La especie inadvertida
Gigamesh recupera el 'Picnic
extraterrestre' de los hermanos Strugatski, la novela que inspiró a Tarkovski
para 'Stalker', en una nueva traducción del ruso.
'Stalker' (Andrei Tarkovski, 1979), adaptación de 'Picnic
extraterrestre'.
Venía siendo casi una
exigencia por los amantes de la ciencia-ficción en España la puesta en
circulación de una nueva edición de Picnic
a la vera del camino, la novela que Arkadi (Batumi, Georgia, 1925 - Moscú,
1991) y Boris (Leningrado, 1931 - San Petersburgo, 2012) Strugatski alumbraron
en 1972 y que inspiró al cineasta Andrei Tarkovksi para su Stalker (1979), adaptación que, a pesar de
las más que sensibles licencias respecto al relato, contó con los mismos
hermanos rusos para la escritura del guión. Y ha sido el sello barcelonés
Gigamesh el que finalmente se ha dado por aludido, lo que por otra parte
resultaba previsible después de haber hecho lo propio con Destinos truncados (2003), Ciudad maldita (2004) y Qué difícil es ser dios (2011), verdadera obra mayor de los
Strugatski, llevada también al cine por Alexei German en su monumental
testamento fílmico de 2013. El Picnic en cuestión sólo había conocido hasta
ahora dos versiones en castellano: la canónica de 1978 publicada por Emecé en
Buenos Aires y titulada ya Picnic
extraterrestre, y la que lanzó Ediciones B en 2001 con el título, más fiel
al original, Picnic junto al
camino. Gigamesh ha optado por la fórmula Stalker.

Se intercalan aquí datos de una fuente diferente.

PR #1758, opened 2023-07-06
#1757 exit the while loop when an exception occurs;

### LINKED ISSUE #1757: Infinite loop in IOUtil.ignoreInputStream() causing thread leak and wasting CPU
This method is creating a thread to read and ignore all values of an input stream, but it is closing when an error is throw and this may lead to infinity loop. This happens in the transcription cluster, for some reason the wave transcription fails, the process is closed and the thread never ends and uses 100% of a CPU. A thread dump of when the situation happened is attached.
[dump1.txt](https://github.com/sepinf-inc/IPED/files/11972779/dump1.txt)

hauck-jvsh:
Closes #1757 and #1759


lfcnassif (approved):
Thank you @hauck-jvsh for this fix! I confirmed that method is always called to handle processes InputStreams, so I reverted last changes to use your first approach (break if exception is thrown). I also fixed similar issues in other places.

Issue #1763, opened 2023-07-11
Improve scrolling smoothness and responsiveness for large HTML WhatsApp chats


gfd2020:
Group chats tend to be large and have a lot of incoming messages. A real case with a html chat size of 5 MB was quite slow. The slowdown is caused by the chat bubble arrow. If you remove the 'position: relative' from the '#conversation .incoming' class and the 'position: absolute' from the '#conversation .incoming:before' class, the performance is much better. However, the arrow will be drawn wrong. It would be necessary to find another way of drawing it.

lfcnassif:
Unfortunately CSS is not my best skill, so I'll defer to another dev.

tc-wleite:
I can take a look on this when I return from vacation.

gfd2020:
> Unfortunately CSS is not my best skill, so I'll defer to another dev.

I'm also not an expert in CSS but I managed to make the bubble in another way. I still need to test performance.

lfcnassif:
Great, thank you @gfd2020! Please send a PR when ready so we can integrate your improvement.

gfd2020:
> Great, thank you @gfd2020! Please send a PR when ready so we can integrate your improvement.

Just send the PR 1767. Just take a look and test, please.

PR #1767, opened 2023-07-13
Smoother and more responsive HTML chat previews (#1763)

gfd2020:
Small attempt to optimize whatsapp html. If the implementation isn't very elegant, it might be useful to help with a future change.


lfcnassif:
Hi @patrickdalla, could you review and test this optimization?

tc-wleite:
> Hi @patrickdalla, could you review and test this optimization?

@lfcnassif, if @patrickdalla hasn't started to review this, I can take a look as I dealt with this part of the code recently.

lfcnassif:
> @lfcnassif, if @patrickdalla hasn't started to review this, I can take a look as I dealt with this part of the code recently.

Thank you again and again @tc-wleite! @patrickdalla have you had time to review this?

patrickdalla:
No, sorry. I'm on vacation. I can take a look on monday. But as @tc-wleite
said, maybe he is more familiar with the code. If he does not reply, I will
review it on monday.

Il giorno ven 28 lug 2023 alle ore 23:32 Luis Filipe Nassif <
***@***.***> ha scritto:

tc-wleite:
> No, sorry. I'm on vacation. I can take a look on monday. But as @tc-wleite said, maybe he is more familiar with the code. If he does not reply, I will review it on monday. 

Hi @patrickdalla! 
I will review this, as I am already dealing with other stuff related to the WhatsApp parser.

tc-wleite:
Hi @gfd2020! 
I ran some basic tests and later processed ~50 WhatsApp databases collected from different cases/devices, using the master version and then with the changes you submitted in this PR. 
A few observations and questions:

1. The CSS used by WhatsApp parser (whatsapp.css) is also used in other places. For example, if "phoneParsersToUse" is set to "all" or "external", messages from UFED are parsed and the same CSS is used. So we would need to identify these other places that use the CSS and change the code that generates the HTML accordingly. Ideally, a solution that only changes the CSS would be better.
2. Regarding the performance itself, which IPED version were you using when you observed the slowness? 
3. How slow? A small delay (5-10 seconds) or something more noticeable?
4. When the slowness is clear? When opening the HTML (until it becomes responsive) or after that (during scrolling)?
5. We have a "pathological" case here, in which a large chat with a specific content (insanely long messages with huge sequences of character or emojis, without breaks) was taking more than 1 minute (!) to allow scrolling (before that the viewer was kind of frozen). However, that happened with 4.0.x and 3.18.x. Testing with the master branch (which included a few changes related to WA chat formatting), it was much faster (5-10 seconds after opening, the HTML becomes responsive).
6. Using the samples I processed, I tried to compare the delay in the largest chats, but I couldn't notice any clear improvement.
7. Can you send me privately one sample database that you observed the slowness and the newer version rendering is faster?
8. I repeated the test doubling the `MIN_SIZE_TO_SPLIT_CHAT`, to force even larger chats, but still couldn't observe a speed up.
9. Opening a few of the largest HTMLs externally (in Google Chrome), I profiled the rendering time, and the master version was taking 5.3s (on average) against 6.1s with this PR. IPED internal viewer uses a different (older) engine, but usually this kind of performance measure is similar.

gfd2020:
> Hi @gfd2020! I ran some basic tests and later processed ~50 WhatsApp databases collected from different cases/devices, using the master version and then with the changes you submitted in this PR. A few observations and questions:

Hi. I will try to clarify.
> 1. The CSS used by WhatsApp parser (whatsapp.css) is also used in other places. For example, if "phoneParsersToUse" is set to "all" or "external", messages from UFED are parsed and the same CSS is used. So we would need to identify these other places that use the CSS and change the code that generates the HTML accordingly. Ideally, a solution that only changes the CSS would be better.

 I did not know that. I'll try to see where else this css is used.


> 2. Regarding the performance itself, which IPED version were you using when you observed the slowness?

Version 4.1.3. My PR is almost sync with the master.

> 3. How slow? A small delay (5-10 seconds) or something more noticeable?

The slow is not on load. Is on scrolling, I think 3 or 5 seconds delay. I will make a animated gif on monday.

> 4. When the slowness is clear? When opening the HTML (until it becomes responsive) or after that (during scrolling)?

Only during scrolling.

> 5. We have a "pathological" case here, in which a large chat with a specific content (insanely long messages with huge sequences of character or emojis, without breaks) was taking more than 1 minute (!) to allow scrolling (before that the viewer was kind of frozen). However, that happened with 4.0.x and 3.18.x. Testing with the master branch (which included a few changes related to WA chat formatting), it was much faster (5-10 seconds after opening, the HTML becomes responsive).

The slow is present in chats with 5 MB of data.

> 6. Using the samples I processed, I tried to compare the delay in the largest chats, but I couldn't notice any clear improvement.

I will make a animated gif with de speed up. I think the slowness can depend a lot on the computer. The processor of my machine has 13 thousand points in the passmark benchmark.

> 7. Can you send me privately one sample database that you observed the slowness and the newer version rendering is faster?

I will try to make a test case with slow whatsapp. I'll send you later.

> 8. I repeated the test doubling the `MIN_SIZE_TO_SPLIT_CHAT`, to force even larger chats, but still couldn't observe a speed up.

I also did this test and got reasonable performance up to 10 MB. On my machine.

> 9. Opening a few of the largest HTMLs externally (in Google Chrome), I profiled the rendering time, and the master version was taking 5.3s (on average) against 6.1s with this PR. IPED internal viewer uses a different (older) engine, but usually this kind of performance measure is similar.

In chrome I didn't notice much difference. The slowness is only in the javafx render. I also did the test in a very basic javafx java program, without all the IPED interface, and the result is the same, that is, the same slowness in the master and more performance in the PR.

tc-wleite:
> Version 4.1.3. My PR is almost sync with the master.

The recent changes that I mentioned are in PR #1651, but I think that some of them (like #1654 and #1655) were not included in 4.1.3. Please, use master version (not 4.1.3) when recording the slowness.

> I will try to make a test case with slow whatsapp. I'll send you later.

Great! Thank you!

lfcnassif:
> The recent changes that I mentioned are in PR #1651, but I think that some of them (like #1654 and #1655) were not included in 4.1.3. Please, use master version (not 4.1.3) when recording the slowness.

Hi @tc-wleite. Because #1651 has dozens of commits, I found it easier to copy all its changes to 4.1.3 in a single commit (064acd4), that's why the commits on 4.1.x branch are not listed in their respective issues. Let me know if I forgot something from #1651, thanks.

tc-wleite:
> Hi @tc-wleite. Because #1651 has dozens of commits, I found it easier to copy all its changes to 4.1.3 in a single commit ([064acd4](https://github.com/sepinf-inc/IPED/commit/064acd4280019aefa6ee4a95aadb608c394975b4)), that's why the commits on 4.1.x branch are not listed in their respective issues. Let me know if I forgot something from #1651, thanks.

Oh, I see. So 4.1.3 already has all #1651 changes, right?!
In that case, @gfd2020 observed the slowness with the latest changes, so we don't have to worry about possible differences between master (before this PR) and 4.1.3.

lfcnassif:
> Oh, I see. So 4.1.3 already has all #1651 changes, right?!

I think so, if I didn't run into some mistake.

tc-wleite:
> I think the slowness can depend a lot on the computer. The processor of my machine has 13 thousand points in the passmark benchmark.

It should certainly depend on the computer, but I wouldn't expect a huge difference, as HTML rendering doesn't seem to use many cores (maybe just a single one). 
13K is a fast CPU, right? I ran PassMark many years ago, but I have no idea how fast 13K points are. I tried running the benchmark in my PC, and got 7500 in overall and 27500 in CPU.
Anyway, I have a much slower machine (an old laptop). I will try to open the large chats using it, and see how it goes.

tc-wleite:
By the way, I am using Windows and the embedded JRE (OpenJDK 11.0.13).

tc-wleite:
A last comment for today, I changed `HtmlViewer` to log the total time taken to load a preview HTML (maybe we can make this change permanent) and then compared the time to load the largest 100 chats I have here, generated with the master version and this PR. Chats were generated with a 10M size limit (twice the actual threshold).
There is a huge variance, i.e. the same HTML sometimes may take 3s and later 5s (and I mean exactly the same HTML, not comparing between versions). But I believe using 100 HTML should reduce this variance.

The average time with the current version was 8765 ms, while using the PR was almost the same (8816 ms).

So I guess there is some particular condition in the chats @gfd2020 used, or something related to different machines / environments, or I am doing something in a different way that is affecting the viewer.

gfd2020:
> > I think the slowness can depend a lot on the computer. The processor of my machine has 13 thousand points in the passmark benchmark.
> 
> It should certainly depend on the computer, but I wouldn't expect a huge difference, as HTML rendering doesn't seem to use many cores (maybe just a single one), at least in the internal (JafaFX) viewer. 13K is a fast CPU, right? I ran PassMark many years ago, but I have no idea how fast 13K points are. I tried running the benchmark in my PC, and got 7500 in overall and 27500 in CPU. Anyway, I have a much slower machine (an old laptop). I will try to open the large chats using it, and see how it goes.

I did not run the test. Just look for the processor on list:
https://www.cpubenchmark.net/cpu_list.php
13k points is not fast ( kind relative) , I think is just average.
A 12 gen I7 is about 30k points.

gfd2020:
@lfcnassif and @tc-wleite , just send email with msgstore test database and videos with performance on scrolling.
I just verify the versions. In my tests is 4.2 snapshot ( both versions, the PR and the laggy one)
I make more tests in other machines and the same behaviour ...

Xeon 13.000 points benchmark - laggy ( the PR version performance OK )
Xeon 8.000 points benchmark - litle more laggy ( the PR version performance OK )
i7   12.000 points benchmark - laggy ( the PR version performance OK )

Honestly I don't know why where I test it gets laggy and you don't..

tc-wleite:
> @lfcnassif and @tc-wleite , just send email with msgstore test database and videos with performance on scrolling.

Thanks @gfd2020, the video you sent clarified the situation.
I was comparing (and measuring) the time to load the HTML preview. This is important because before the page is fully loaded it is hard to scroll (controls are not responsive) and word highlighting does not work (it waits until the page is loaded). From my tests, it seems that the new version does not improve loading time.
However, after the page is fully loaded (which may take a few seconds for large chats), scrolling using the new version is **much** smoother and responsive, which is also important.
I will update the issue and PR title to make this clearer.

@gfd2020, the new HTML format seems fine, so now the only pending thing is to make similar changes to other parsers that use the same CSS file. Looking at the project, I found that Telegram (`iped.parsers.telegram.ReportGenerator`) and UFED parsers (`iped.parsers.ufed.ReportGenerator`) use `WhatsApp.css`.
Can you take a look into this when you get some time?

tc-wleite:
This PR closes #1763.

gfd2020:
> @gfd2020, the new HTML format seems fine, so now the only pending thing is to make similar changes to other parsers that use the same CSS file. Looking at the project, I found that Telegram (`iped.parsers.telegram.ReportGenerator`) and UFED parsers (`iped.parsers.ufed.ReportGenerator`) use `WhatsApp.css`. Can you take a look into this when you get some time?

Hi @tc-wleite . I will look the CSS and make sure that orther reports do not be broken and get the css speedup.

I did another test with another pretty decent computer. I7 12 gen, DD5 4800 mhz RAM and nvme sdd, and the lag continues.
Another thing, as other html tags were inserted, the size increased a little. I will try to optimize the size of the html. It was also trying to find a perfect balance for the size of the chat (today 5 MB) so that it runs on machines with less performance. Something close to 7k points in the benchmark.

Do you have any Telegram test cases?

tc-wleite:
> Hi @tc-wleite . I will look the CSS and make sure that other reports do not be broken and get the css speedup.

Great! Thanks!
As the code of these other report generators I mentioned are very similar to the one you already changed, it should be straightforward.
 
> I did another test with another pretty decent computer. I7 12 gen, DD5 4800 mhz RAM and nvme sdd, and the lag continues. Another thing, as other html tags were inserted, the size increased a little. I will try to optimize the size of the html. It was also trying to find a perfect balance for the size of the chat (today 5 MB) so that it runs on machines with less performance. Something close to 7k points in the benchmark.

This has been discussed before. I think that breaking the chats into too many parts is not very convenient, but if reducing the threshold a bit gives a clear improvement, I definitely support that. 
Another idea, additionally to fine tuning the threshold and finding other formatting improvements, would be to externalize this value, so it would be possible to use a lower (or higher) threshold, if the user knows beforehand in what kind of machine the case will be analyzed.
 
> Do you have any Telegram test cases?

Unfortunately I don't have a Telegram test case here.

lfcnassif:
> Do you have any Telegram test cases?

Hi @gfd2020, I can send you some sample Telegram DBs privately. Thanks for helping!

gfd2020:
> > Do you have any Telegram test cases?
> 
> Hi @gfd2020, I can send you some sample Telegram DBs privately. Thanks for helping!

HI @lfcnassif . Please, send me the DBs.

lfcnassif:
Just sent.

gfd2020:
> Great! Thanks! As the code of these other report generators I mentioned are very similar to the one you already changed, it should be straightforward.

Yes. The implementation was quite simple. Telegram is also working. I just don't know how to make the UFED chat show up. I processed a UFDR report but it did not come. Where does this case appear?


> This has been discussed before. I think that breaking the chats into too many parts is not very convenient, but if reducing the threshold a bit gives a clear improvement, I definitely support that. Another idea, additionally to fine tuning the threshold and finding other formatting improvements, would be to externalize this value, so it would be possible to use a lower (or higher) threshold, if the user knows beforehand in what kind of machine the case will be analyzed.

I reached a value of 6 MB of chat size. Performance was reasonable on slower computers. Any suggestions on where I should put this chat size parameter? Or create a new config file?

tc-wleite:
> Yes. The implementation was quite simple. Telegram is also working. 

Great! 

> I just don't know how to make the UFED chat show up. I processed a UFDR report but it did not come. Where does this case appear?

If set `phoneParsersToUse` to `all` in `ParsingTaskConfig.txt`, it should create UFED chats for each WhatsApp conversation.

> I reached a value of 6 MB of chat size. Performance was reasonable on slower computers. 

Cool!

> Any suggestions on where I should put this chat size parameter? Or create a new config file?

I think that would go in `ParserConfig.xml`. 
There is a separate configuration for each parser, so I guess there will be an entry for each parser, so there will be multiple entries (initially with the same value). I think that is fine, as that happens for other parameters (e.g. `extractEntries`).

lfcnassif:
> I think that would go in `ParserConfig.xml`.

Agreed. You should annotate the corresponding class setter method with the `@Field` keyword, it will remove the `set` standard prefix and the remaining String will be the parameter name into Parserconfig.xml.

gfd2020:
> Agreed. You should annotate the corresponding class setter method with the `@Field` keyword, it will remove the `set` standard prefix and the remaining String will be the parameter name into ParserConfig.xml.

I made this modification only in the Whatsapp parser for your evaluation. Was the variable name and scope pattern correct?

PS: UFED chat does work too.

tc-wleite:
> Are the variable name and scope pattern correct?
 
It seems fine to me.

lfcnassif:
Thanks @gfd2020 for this improvement and thanks @tc-wleite for testing. I just took a quick look at the code and I have a few comments:
- I would use `minChatSplitSize` as parameter name, but current one is ok;
- That should be exposed from TelegramParser and UFEDChatParser too;
- There is another ParserConfig.xml file into triage profile that needs to be updated;
- Indentation is mixing spaces and tabs, just spaces should be used;

gfd2020:
> Thanks @gfd2020 for this improvement and thanks @tc-wleite for testing. I just took a quick look at the code and I have a few comments:
> 
> * I would use `minChatSplitSize` as parameter name, but current one is ok;
> * That should be exposed from TelegramParser and UFEDChatParser too;
> * There is another ParserConfig.xml file into triage profile that needs to be updated;
> * Indentation is mixing spaces and tabs, just spaces should be used;

I made the changes as you suggested.

This PR also fixed layout wrapping when a link was too long and had no line-breaking space character.

It is possible to save 5% in size of html if you remove the carrier return and line feed from the tags. Just change println to print for the most repeated tags. What do you think ?

tc-wleite:
> > It is possible to save 5% in size of html if you remove the carrier return and line feed from the tags. Just change println to print for the most repeated tags. What do you think ?
> 
> 5% seems very few to me and it can make debugging/analyzing the HTML source harder, I think it's not worth to change...

I agree.

lfcnassif:
Hi @gfd2020 please let me know if you plan to push more commits or not. @tc-wleite have you taken a look at the code or should I do?

gfd2020:
> Hi @gfd2020 please let me know if you plan to push more commits or not. @tc-wleite have you taken a look at the code or should I do?

No more changes.

tc-wleite:
> Hi @gfd2020 please let me know if you plan to push more commits or not. @tc-wleite have you taken a look at the code or should I do?

I did look at the code changes, but I focused in testing.
I can take a closer look at the code (and run some more tests).

lfcnassif:
> I can take a closer look at the code (and run some more tests) now that @gfd2020 finished the discussed changes.

Great, thank you @tc-wleite and take your time... I will focus on other PRs then.

tc-wleite:
@lfcnassif, there are some minor code formatting issues that I would like to fix (in fact the CSS and most of the classes affected already had a lot of formatting issues).
I was able to get the latest version using "Fetch GitHub Pull Request..." in Eclipse, but when I pushed the changes it created a new branch (pr-1767) in IPED's repository, including @gfd2020 commits (and one single commit I made so far).
I guess that is bad for you to merge the changes later, right?
Is there a better way so I can push these changes, or is it easier to leave it for you to do yourself? Or just leave it as it is for now?

lfcnassif:
Ideally we should push to @gfd2020 repo so we all work on the same branch. Try to add @gfd2020 repo as a new repository in eclipse, I think there is an option in the Team menu, maybe advanced submenu not sure (I'm not on my computer), then you can try to push your commit to @gfd2020 repo.

tc-wleite:
I think I managed to submit the code changes to @gfd2020's repository. 
Just a few formatting fixes and minor code changes.
The only file that changed a lot was whatsapp.css, but only formatting. I know we should avoid this kind of change, but there were too many different formatting styles mixed in this file (introduced by many changes over time, not this particular PR).. 
I also ran a last set of tests, and everything looks fine.

@gfd2020, thank you for this PR! 
WhatsApp (and chats in general) artifacts are really important nowadays, so improving their visualization is great.

@lfcnassif, please take a look before merging.
Feel free to revert the CSS formatting commit if necessary.

lfcnassif:
Thank you @gfd2020 and thank you @tc-wleite! No problem about formatting commits at all, we just need to apply them separately from logic changes, and they are important to avoid mixing logic changes with style changes when devs use IDE automatic formatting (this happened in the past and made reviewing impossible because the dev applied over all project...)

@tc-wleite since you tested and reviewed this, feel free to aprove this PR, I'll merge it later today.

Picnic extraterrestre, con un claro guiño a los amantes de la película, por
más que, en realidad, y a pesar de las conexiones evidentes, ambos materiales
presenten ópticas y alcances bien distintos. Lo mejor de esta nueva edición es
la fiel traducción del ruso de Raquel Marqués, y lo es en dos sentidos:
primero, en lo relativo al ritmo narrativo, fluido y directo, que en ocasiones
se resuelve a una velocidad endiablada; y el segundo, más importante, en virtud
de la evidencia de que Picnic es, ante todo, y sobre todo, una
novela sustentada en el lenguaje empleado por sus protagonistas, que revela
mucho más que el significado inmediato de los términos. En su lenguaje sucio,
violento, impetuoso y urgente, como si todos los personajes supieran que de un
momento a otro van a terminar fritos en una valla electrificada, se esconde una
radiografía certera de la Unión Soviética, un territorio que convierte a sus
súbditos en perros acorralados e ignorantes, invadidos por el miedo y sujetos a
una presión que sólo sabe resolverse en agresión. Por fin, y con justicia, Picnic suena exactamente a esta jauría en
español.
Todo el mundo conoce el argumento de este Picnic:
en un país no nombrado que podría ser Canadá, una civilización extraterrestre
ha dejado restos de su paso por diversas áreas ahora fuertemente vigiladas y
llamadas zonas. Nadie vio
a estos remotos visitantes que no quisieron comunicarse con los seres humanos
ni emitieron mensaje alguno: en las zonas donde estuvieron los alienígenas han
quedado extraños objetos de una tecnología desconocida y extraordinariamente
avanzada, cuya utilidad es imposible discernir, como si dejásemos un Iphoneen manos de un
neandertal. Tal y como explica el doctor Pillman, científico reconocido con el
Premio Nobel a quien Tarkovski deja un papel testimonial en su película pero
que en la novela cobra un protagonismo esencial, el caso puede compararse con
una familia que, de paseo por un camino, decide detenerse junto al mismo para
hacer un picnic antes de continuar: los restos de comida, bolsas, envoltorios y
demás enseres que quedan tras su marcha son los objetos que los extraterrestes
dejaron sin más en la Tierra. Algunos años después del suceso, los stalkers(acechadores) se
introducen furtivamente en las zonas para, bajo sueldo, extraer artilugios
o inspeccionar lugares aún más extraños, como la habitación donde, según
cuentan varias leyendas, cierta presencia concede a quien accede a ella sus más
íntimos deseos. Casi siempre son particulares los que pagan a los stalkers, aunque a veces
también lo hace, en secreto, el laboratorio encargado de estudiar el fenómeno.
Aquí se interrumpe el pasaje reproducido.